Yo, que a veces tengo problemas para apagar mi propia máquina de pensar, añado otra anécdota a mi cavilación rulfiana. Vuelvo al trabajo con la mente en China y en Comala. Llego, me siento y miro el resultado: estampado en los zapatos tengo el brillo de un hombre solitario de dedos manchados que antes de regresar a su silencio habitual tuvo el valor de desearme un buen día, aunque a él no se le veía muy convencido de tenerlo.

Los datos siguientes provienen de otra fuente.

PR #3412, opened 2018-08-06
Syncthing: More granular firewall port definitions

acolomb:
_Motivation:_ Syncthing's service port definitions are too broad and mix up UDP and TCP.

Define an additional service for Syncthing's **local** discovery mechanism, which is pretty much orthogonal to the externally accessible port for the actual file synchronization.  Opening up the former should only apply locally and only to UDP.  The latter is TCP and must possibly be port-forwarded for the **global** discovery mechanism and direct connections to work.

Adjust the descriptions to match the official Syncthing terminology from https://docs.syncthing.net/users/firewall.html, https://docs.syncthing.net/specs/ and https://github.com/syncthing/syncthing/blob/master/etc/firewall-ufw/syncthing

_Note:_
~~No testing so far, as my time is limited and the Docker environment on Ubuntu 18.04 does not really work.  There's a lot of tweaking involved to make DNS work within Docker, and it kills DNS for the rest of my system along the way.  Please standby for version bump and testing, but do provide feedback to the idea in general.~~

### Checklist


ymartin59:
Thanks to have polished what I initiated...

acolomb:
As stated in the checklist above, I've now tested building the `all-supported` target successfully.  Changes have been verified after a package upgrade, but I did not do a clean installation to avoid losing my Syncthing config.  In this case I guess it does not make enough of a difference.

I don't have the local firewall enabled on my two NAS, so I didn't actually test whether the port rules work for the expected traffic.

ymartin59:
I propose to wait for 0.14.50 release so that it is worth for a new publish process

acolomb:
Syncthing will auto-update right after install anyway. But if you prefer to wait for the next release, I will push an update here when it's ready.

ymartin59:
Pending waiting for #3436 and update

acolomb:
@ymartin59 so are you working on #3436? From my side it was just to record the issue, I haven't got far with my trial and error experiments for the certificate resource config.

Safihre:
@acolomb  I think @ymartin59 indeed hopes you can fix the certificates ;)

acolomb:
I'll work on that when I find some spare time, but don't hold your breath for it.

Therefore I think this should be merged and released when Syncthing is updated, independent of #3436.

acolomb:
Just pushed the new upstream release from two days ago.  So from my side, this should be merge-ready.

I'm still trying to collect puzzle pieces for the certificate integration (#3436).  No ETA available so far :-(

ymartin59:
I propose to reuse logic from https://github.com/SynoCommunity/spksrc/blob/master/spk/gateone/src/service-setup.sh#L8-L18
and base on info at https://forum.syncthing.net/t/ssl-certificate-setup/2901
create symbolic links at expected locations in `/var/packages/syncthing/target/var` to point to system key and certificate.

acolomb:
Pushed new upstream release and tested after merging current master branch. `make all-supported` succeeded and the "aarch64" package seems to work on my DS418j after both clean installation and after upgrade.  Note that it used to get the "rtd1296" architecture package, but I think the "aarch64" is equivalent?

acolomb:
Might as well jump to the most current release when this gets published.

@ymartin59 Anything holding up merge & publish, that I could help with?

acolomb:
Now included in, and superseded by #3649.

PR #4288, opened 2020-12-06
spk.mk: Add a new spkclean option for package specific build files

th0ma7:
_Motivation:_  When debugging package compilation it is really useful to be able to only remove spk package creation files.
_Linked issues:_  None

### Checklist
- [x] N/A

### DIFF
--- a/mk/spksrc.spk.mk
+++ b/mk/spksrc.spk.mk
@@ -319,6 +319,21 @@ endif
 clean:
 	rm -fr work work-*
 
+spkclean:
+	rm -fr work-*/.copy_done \
+	       work-*/.depend_done \
+	       work-*/.icon_done \
+	       work-*/.strip_done \
+	       work-*/.wheel_done \
+	       work-*/conf \
+	       work-*/scripts \
+	       work-*/staging \
+	       work-*/package.tgz \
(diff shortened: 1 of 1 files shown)


publicarray:
@th0ma7 Is this so that after I run `make spkclean` I don't need to recompile but the package files are regenerated on the next `make arch-*-*`?

th0ma7:
> @th0ma7 Is this so that after I run `make spkclean` I don't need to recompile but the package files are regenerated on the next `make arch-*-*`? If yes than that would reduce the time it takes to debug scrips. But aren't startup/install scripts regenerated every time anyway? So it would be a huge benefit other generated assets?

It is exactly for that... all the cases where you: play with scripts, have forgottent a library version update in a PLIST somewhere and also when you want to rebuild only a specific sub-dependency (`make spkclean && rm -fr work*/subdep* work*/.subdep*`).  Using that simple new function allows you to play with your existing build as will.

publicarray:
Thanks @th0ma7,  Good work! Should make debugging things easier.

publicarray (approved):

publicarray:
Ups had my phone in my pocket

Issue #4250, opened 2020-11-01
autossh fails siliently


andrewchenshx:
_For new Package Requests, see the guidelines_  

### Setup
_Package Name:_ SynoCli Network Tools
_Package Version:_ 1.5-5

_NAS Model:_ DS720+
_NAS Architecture:_ geminilake  x86_64
_DSM version:_ DSM 6.2.3-25426 Update 2

### Expected behavior
(1)command line output
(2)ssh tunnel established

### Actual behavior
the autossh command exited siliently without any message, and ssh tunnel was not established.  

### Steps to reproduce
_1._ install the SynoCli Network Tools
_2._ ssh login to nas (ssh 192.168.1.9 -p 222)
_3._ sudo -i
_4._ autossh (output the help as expected)
_5._ autossh -M 0 -o "ServerAliveInterval 30" -o "ServerAliveCountMax 3" -i /volume1/data/_rsa -R 0.0.0.0:6690:127.0.0.1:6690 -p 2222 nas_tunnel@remote_ip
this command finished without any error massage, but no tunnel was established
#### Package log
_Check Package Center or `/usr/local/{package}/var/`_
```
Insert the package log here
```
#### Other logs
_E.g. `/var/log/messages` or `/var/log/synopkg.log`_
```
Insert log here
```

hgy59:
@andrewchenshx can you please test this issue with the updated synocli-net v1.5-6?

Xiut:
Unfortunately I have the same problem. After a long time of trial and error maybe I got a hint for the error with AUTOSSH_DEBUG=7:

On my DS218play
Realtek RTD1296 SoC
DSM 6.2.3-25426 Update 2
```
autossh[12214]: port set to 0, monitoring disabled
autossh[12214]: checking for grace period, tries = 0
autossh[12214]: starting ssh (count 1)
autossh[12214]: ssh child pid is 12215
autossh[12214]: check on child 12215
autossh[12214]: clear alarm timer (0 secs left)
autossh[12214]: set alarm for 600 secs
autossh[12215]: child of 12214 execing /spksrc/spk/synocli-net/work-aarch64-6.1/install/var/packages/synocli-net/target/bin
autossh[12215]: /spksrc/spk/synocli-net/work-aarch64-6.1/install/var/packages/synocli-net/target/bin: No such file or directory
autossh[12214]: received signal to exit (15)
autossh[12214]: clear alarm timer (600 secs left)
```


On my DS412+
[...]

PR #4289, opened 2020-12-06
Autossh fix ac_cv_path_ssh

th0ma7:
_Motivation:_  Output binary uses the `$(STAGING_INSTALL_PREFIX)` instead of $(INSTALL_PREFIX) leading to an non-existing path once installed when setting the `ac_cv_path_ssh` build parameter.
_Linked issues:_  #4250

### Checklist

### DIFF
--- a/cross/autossh/Makefile
+++ b/cross/autossh/Makefile
@@ -12,6 +12,6 @@ COMMENT  = Automatically restart SSH sessions and tunnels.
 
 GNU_CONFIGURE = 1
 CONFIGURE_ARGS = ac_cv_func_realloc_0_nonnull=yes ac_cv_func_malloc_0_nonnull=yes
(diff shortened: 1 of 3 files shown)


hgy59:
As of the error text (and analyzing the configure script) I suppose it wants to execute a directory, so you must declare
`ac_cv_path_ssh=$(STAGING_INSTALL_PREFIX)/bin/ssh`

th0ma7:
It's exactly what my new build does, and was waiting for the user to confirm it solves the issue before pushing the change... but now committed.

hgy59:
@th0ma7 I don't know whether autossh uses the slogin command of openssh. I have fixed this, as it was linking to staging path too.

th0ma7:
@hgy59 thnx, good catch!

sábado, 15 de marzo de 2014

Margaritas

Ayer me dieron un premio. Yo sabía que mis letras no eran para tanto pero, obligado por el protocolo, la cortesía y el agradecimiento, fui a recogerlo como si lo mereciera. En el parque Martí se apareció mi hijo Daniel, confundido esa mañana con cualquier espigado colega de la prensa.
 

Pasaron por el acto niños, poemas, menciones martianas, estampas de Patria, el periódico que el cubano infinito fundó “para juntar y amar”. ¡Casi nada, Martí… escribías juntar y amar así, naturalmente, cual si no estuvieras persuadido de que esa era, como es, la misión que define nuestra especie!
 

Una colega leyó un ramo de palabras sobre mí. Duele el elogio público, duele que a uno le alaben en su cara, inconsultamente, pero tuve que oír callado, sin protestar, por aquello del protocolo, la cortesía y el agradecimiento.
 

Terminó el acto y mis colegas decidieron escribir un aplauso sin punto. Lo soporté a pie firme, contando cada segundo cual si fuera un desactivador del equipo anti explosivo. Aplacé mis naturales ansias de desaparecer. Por fin regresó el silencio, bendito mutismo que secó el sudor frío que Daniel y yo sufrimos en trances semejantes.
 

Entonces llegaron los besos. Jamás fui promiscuo hasta esta vez: nunca di tantos en tan poco tiempo. Nunca coseché racimos similares (incluso guardé alguno que otro para épocas malas). También desembarcaron manos cuyos dueños no siempre puede identificar. Cesaron los saludos y llovieron relámpagos de fotos. No las he visto todavía porque tengo el secreto temor de que, revisándolas, pase de nuevo el aprieto de que me reconozcan externamente cosas de las que internamente desconfío. Pero bueno, ya mencioné mi silente acatamiento del protocolo…
 

Al final me fui a casa con un diploma hermoso, en blanco marco, que me habla de Cuba libre y del ejército libertador; me fui con una estatuilla de José Martí con un niño en brazos y un dedo que apunta a una altitud moral difícil pero alcanzable. Me fui con el mismo dinero que tenía, que es ninguno.
 

Con tales símbolos en una esquina de mi escaparate he pensado mucho. Martí no escapa de mi cabeza, él lo sabe desde siempre (vive allí otra especie de presidio político, porque le encadené en libertad por sus ideas), pero de ayer a hoy lo que más me ha ocupado ha sido el largo aplauso con que fue masacrado mi anhelo de pasar inadvertido.
 

Resulta que llevo años buscando un camino, deshojando margaritas periodísticas con la pregunta correspondiente, y en una mañana inesperada más de uno ha zafado un pétalo con su abrazo sugiriendo que es cierto que me quiere.